Copy out all the lines of the data that hold the word "while".

= Records drawn from a dataset =
▬▬▬
PR #348, opened 2023-05-26
Solution

vlamuha:


ArsenPidhoretskyi (approved):
Well done!

app/main.py
```diff
@@ -1,2 +1,52 @@
...
+
 class Dictionary:
-    pass
+    def __init__(self) -> None:
+        self.capacity = 8
+        self.threshold = int(self.capacity * 2 / 3)
+        self.hash_table = [[] for _ in range(self.capacity)]
+        self.storage = 0
+
+    def __getitem__(self, key: (int, float, str, tuple, bool)) -> list:
```
Abnormaltype, line 11:
```suggestion
    def __getitem__(self, key: (int, float, str, tuple, bool)) -> list:
```

`Key` can be class.
You should put `hashable`

app/main.py
```diff
@@ -1,2 +1,52 @@
...
+        key_hash = hash(key)
+        index = key_hash % self.capacity
+        while True:
+            try:
+                if self.hash_table[index][1] == key:
```
Abnormaltype, line 16: you should also compare the hash

Abnormaltype (changes requested):

app/main.py
```diff
@@ -1,2 +1,47 @@
...
+        self.initial_capacity *= 2
+        self.hash_table = [None] * self.initial_capacity
+        self.size = 0
+        for node in nodes:
+            self.__setitem__(node[0], node[1])
+
+    def __getitem__(self, key: Hashable) -> Any:
+        index = hash(key) % self.initial_capacity
+        while self.hash_table[index] is not None:
+            if self.hash_table[index][0] == key:
```
ArsenPidhoretskyi, line 36: the hash must be also the same

ArsenPidhoretskyi: Save hash into hash_table

app/main.py
```diff
@@ -1,2 +1,47 @@
...
+            else:
+                index = (index + 1) % self.initial_capacity
+        else:
+            self.hash_table[index] = [key, value]
+            self.size += 1
+            if self.size > int(self.initial_capacity * self.load_factor):
+                self.resize()
+
+    def resize(self) -> None:
+        nodes = [x for x in self.hash_table if x is not None]
```
ArsenPidhoretskyi, line 26: YOu can use:
list(filter(lambda cell: cells it not None, self.hash_table))

ArsenPidhoretskyi (changes requested):

ArsenPidhoretskyi (approved):
Well done!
▬▬▬
= Solved exercise =
+        while True:
+        while self.hash_table[index] is not None:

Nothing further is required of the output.